Extensible Markup Language is a markup language search engines use to understand website data.

XML Sitemap

A list of all the pages on a website that search engines need to know.

Y

Yahoo

Yahoo was born in April 1994 and was an incredibly popular search engine and portal in the ’90s. Yahoo search was mostly human-powered, at least until June 2000 when a then-unknown search engine called Google began powering Yahoo’s organic search results. That deal continued until 2004, when Yahoo started using its own search technology. Since 2010, Yahoo’s organic search results have been powered by Microsoft’s search engine, Bing.

Yandex

The most popular search engine in Russia with a market share of 53.28% (0.58% worldwide). The search results in Yandex are divided into geo-independent and geo-dependent. This makes it very easy to promote local businesses as users from different regions will get different search results.

Yoast SEO

A must-have SEO plugin for WordPress.

YouTube

The biggest video sharing service (also the second most used search engine) with more than 1.5 billion users. It can also be classified as a social media site and is mostly used by teens for this purpose.

Z

#

200 OK

A server response code that indicates all is well on a webpage.

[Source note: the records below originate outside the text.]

PR #2032, opened 2023-12-08
Add `maintenance_interval` var to the SlurmV5 node group.

mr0re1:
DO_NOT_SUBMIT
Point SlurmV5 modules to tag `5.9.1_20231213`


community/modules/compute/schedmd-slurm-gcp-v5-node-group/variables.tf
```diff
@@ -304,6 +304,17 @@ variable "reservation_name" {
   nullable    = false
 }
 
+variable "maintenance_interval" {
+  description = "Specifies the frequency of planned maintenance events. The accepted values are: PERIODIC"
```
tpdownes, line 308: I would set `nullable = false` here. Among other reasons, this will generate an error (rather than validation failure):

```
> contains(["", "PERIODIC"], null)
╷
│
│
╵
```

tpdownes, line 308: In the description I would do somethimg more like:

```
The only accepted value is \"PERIODIC\". Leave omitted to avoid specifying an interval.
```

mr0re1:
> Practically speaking, we cannot merge this until we publish an image or we should use enable_devel in any blueprint that uses non-empty maintenance_interval?

Correct, I will put it on hold after all comments are resolved;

301 Moved Permanently or 301 Redirect

A server response that automatically redirects a user who attempts to visit a certain web address to another one (the one it is redirected to).

302 Found

302 Found is a response code used for temporary redirection. It is less rarely requested than a 301, and is only used in situations where a redirect is known to be temporary.

404 Not Found

A 404 is an error message displayed by a browser which lets you know that an Internet address cannot be found (page has been deleted, there is a mistake in the URL, etc.).

410 Gone

410 Gone means that a resource is no longer available, and will not be made available again in the future. This is used in situations where a resource has been removed and will not be made available again.

500 Internal Server Error

500 Internal Server Error is a generic error message that means there was a problem that prevented the web page from loading.